NASCAR driver and team owner, Jimmie Johnson collected nine wins at Martinsville Speedway during his full-time run in the Cup Series between the early 2000s and 2020s.
Martinsville Speedway, which is one of NASCAR’s oldest tracks, offers a special prize to winners. Since 1964, winners at the South-Central Virginia short track have taken home the Ridgeway Grandfather Clock as the winner's trophy. Track founder H. Clay Earles came up with the idea to give drivers something their families would proudly display at home.
Seven-time NASCAR Cup champion Johnson won nine Martinsville grandfather clocks and keeps most of these trophies in his 'man cave'.
"They are all on display in my man cave, all but one. One I gifted to Bruton Smith.
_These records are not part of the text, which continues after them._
Issue #2224, opened 2023-03-14
Documentation for ETH Wallet


martonp:
We need some sort of documentation or instructions on how to use the ETH wallet. I don't think people will know how to setup a provider.

chappjc:
I agree.  I had some recommendations and advice I wanted to put somewhere too.  I kinda wish we could just edit the wiki without using the repo

PR #2233, opened 2023-03-20
wiki: add Ethereum page

chappjc:
Resolves https://github.com/decred/dcrdex/issues/2224

Click "View file" from the menu for docs/wiki/Ethereum.md to render Markdown.


docs/wiki/Ethereum.md
```diff
@@ -0,0 +1,102 @@
...
+Casual ETH users may be familiar with Infura, as an example, since this is the
+default provider for the common MetaMask wallet. When creating your Ethereum
+wallet in the DEX application, you will need to specify the full path to an
+Ethereum RPC provider, i.e. an RPC endpoint.
+
+## Wallet Setup
+
+From the "Wallets" page of the DEX application, you select Ethereum from the
+left menu, which will show you your the ETH balance if you already have a
+wallet, or you will get a "Create a Ethereum Wallet" button:
```
ukane-philemon, line 25: > or you will get 

nit: or you will see

ukane-philemon (approved):
Thanks, the doc is well written but others could have something to say.

docs/wiki/Ethereum.md
```diff
@@ -0,0 +1,102 @@
...
+wallets for BTC and DCR, but requires some manual configuration.
+
+Like the other native wallets, the private keys (and accounts) are derived from
+the DEX "application seed", so that reinitializing the DEX app from seed will
+restore the same Ethereum wallet and any ERC20 wallets. The keys are maintained
+exclusively by the application process, and all transaction signing is handled
+by the application.
+
+Unlike the other native wallets, the Ethereum wallet uses "RPC providers"
+specified by the user. The is the wallet's gateway to the Ethereum network.
```
redtobster, line 15: >The is

I believe it should be "This is" ?

docs/wiki/Ethereum.md
```diff
@@ -0,0 +1,102 @@
...
+  allow the DEX app to use it. However, typically even a full node will expose a
+  WebSocket interface.
+
+## RPC Provider Suggestions
+
+Consider the following tips when configuring your Ethereum wallet:
+
+- Use **multiple providers**, even if one of them is your own full node. This
+  provides redundancy. Often a provider will fall behind or even stall, so
+  multiple providers adds robustness to your wallet.
```
JoeGruffins, line 54: multiple providers adds -> multiple providers add

docs/wiki/Ethereum.md
```diff
@@ -0,0 +1,102 @@
...
+  particularly important if you use a VPN or other proxy where you share an
+  outbound IP address with many other people.
+
+  Further, taking the time to get an endpoint with your personal API key often
+  gives you access to a "dashboard" with the provider so you can monitor your
+  API requests.
+
+- Use **WebSockets** (wss:// URL scheme) when using a third-party RPC provider.
+  It is much more efficient than HTTP, the wallet will become aware of new
+  blocks sooner, and it will consume less of your quota with the provider.
```
JoeGruffins, line 72: I believe the client will attempt to upgrade even if the user specifies http. Could be noted.

JoeGruffins (approved):

martonp (approved):

docs/wiki/Ethereum.md
```diff
@@ -0,0 +1,104 @@
...
+  allow the DEX app to use it. However, typically even a full node will expose a
+  WebSocket interface.
+
+## RPC Provider Suggestions
+
+Consider the following tips when configuring your Ethereum wallet:
+
+- Use **multiple providers**, even if one of them is your own full node. This
+  provides redundancy. Often a provider will fall behind or even stall, so
+  use of multiple providers adds robustness to your wallet.
```
norwnd, line 54: I think most users would ignore this recommendation go for single provider (and btw will also be annoyed by that need to configure it on their own unlike with Metamask) without fully realising the risks they are taking. Users might also ignore the recommendation about **private API key** because "it is just a recommendation, and requires additional effort".

Since ignoring these recommendations (providers go down, req limit could be reached) could result in failure to redeem (if all providers fail while user is trying to redeem), how about:
- (bad UX) require at least 2 providers to be configured by user instead of just 1
- (much better UX) allow just 1 provider, but have 2 or more hardcoded fallback providers that will not affect current flow in any way except that these will be used as a measure of last resort when none of user-configured providers are available

norwnd:
Is there a way to embed the link to this wiki page somewhere in UI (somewhere visible, like on create and reconfigure ETH/Token wallet forms) so that user is prompted to read this tutorial ? Expecting users to find it on their own is probably a set up for countless help-requests in decred support channels.

ukane-philemon:
We could introduce a help page that contains links to guides or content for each of the different assets supported in the UI but that would require careful planning and positioning so it fits the client design and is easily accessible.

norwnd:
> A separate issue can be opened if need be to discuss how we can introduce a help page in the client or somewhere easily accessible by non-techy users.

True, just seems like this doc is a prime example of this occasional need for user-guidance. Moving discussion to https://github.com/decred/dcrdex/issues/2245.

docs/wiki/Ethereum.md
norwnd: > But what if I do not what those providers used? What if I'm trying to use one for whatever reason (privacy, security, etc)?

Could potentially have additional opt-in flag "never use default providers" (with the description about this being more privacy-oriented). I think opt-in features are better suited to those people who like to configure their env exactly the way they want, not for average user who might not even want to understand why it is there (assuming DEX at least remotely tries to target such users).

Here is a ticket to continue this discussion:https://github.com/decred/dcrdex/issues/2246.

PR #2234, opened 2023-03-21
client/eth: Add send tx fee estimate buffer

### LINKED ISSUE #2186: eth: sending full ETH balance isn't resilient to small gas price changes
Noticed that trying to send out all ETH funds often errors like this for me on **testnet**, latest **master** (either send attempt itself is rejected, or a warning about fee estimation pops up):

Being friends with him and neighbors essentially, he would always talk about that Martinsville clock and one conversation, he said, ‘If you win another one of those things, I need that in the foyer of my home,'” said Johnson (via NASCAR.com).
Richard Petty, Darrell Waltrip, and Jeff Gordon are the only three drivers to have a higher or the same number of Martinsville wins than Johnson at 15, 11, and 9, respectively.
"Took me a while to figure out how to drive that place" - Jimmie Johnson on the Martinsville track
Jimmie Johnson is tied with Richard Petty and Dale Earnhardt for the most Cup Series championship title wins in NASCAR. The 49-year-old has two Daytona 500 and six Coca-Cola 600 wins but his second most wins in the series came at Martinsville. Johnson won 11 races at the 1.000 mi (1.609 km) oval track at Dover International Speedway.
Owner-driver of the Legacy Motor Club team, Johnson talked about the 0.526 miles (0.847 km) track in Ridgeway, Virginia, and revealed his early career struggles there. He won his first Cup race at Martinsville Speedway in 2004.
"It took me a while to figure out how to drive that place. Martinsville and Indianapolis were the two tracks I really struggled with early in my career. But I finally got it and once that happened, I was able to lean on the depth that Hendrick Motorsports had for that race track and the power under the hood and all the stuff that’s always made the organization so successful there." Johnson said [via HendrickMotorsports.com].
Johnson won the Martinsville spring race, starting 20th, and led 113 laps in 2007. He also won the fall race at the track that year. Martinsville became one of Johnson’s best tracks but after the last Martinsville win in 2016, his performance at the track dropped with only one top-10 finish in his last eight races.
Jimmie Johnson retired from full-time racing in 2020 and now competes part-time in the Cup Series for Legacy Motor Club.